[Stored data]
┄┄┄┄┄┄┄┄┄┄┄┄┄┄┄┄┄┄┄┄
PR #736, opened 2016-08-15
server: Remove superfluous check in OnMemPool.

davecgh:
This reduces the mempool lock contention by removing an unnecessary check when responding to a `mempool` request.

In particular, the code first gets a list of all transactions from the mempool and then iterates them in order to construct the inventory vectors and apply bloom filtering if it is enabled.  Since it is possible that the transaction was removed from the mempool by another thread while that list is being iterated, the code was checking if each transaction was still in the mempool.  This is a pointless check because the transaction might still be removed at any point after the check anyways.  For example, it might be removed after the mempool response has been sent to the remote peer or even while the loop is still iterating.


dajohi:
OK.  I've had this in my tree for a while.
┄┄┄┄┄┄┄┄┄┄┄┄┄┄┄┄┄┄┄┄
**Work request**
Wherever the word "while" turns up in the records above, copy the line that holds it.

**The completed task**
In particular, the code first gets a list of all transactions from the mempool and then iterates them in order to construct the inventory vectors and apply bloom filtering if it is enabled.  Since it is possible that the transaction was removed from the mempool by another thread while that list is being iterated, the code was checking if each transaction was still in the mempool.  This is a pointless check because the transaction might still be removed at any point after the check anyways.  For example, it might be removed after the mempool response has been sent to the remote peer or even while the loop is still iterating.
OK.  I've had this in my tree for a while.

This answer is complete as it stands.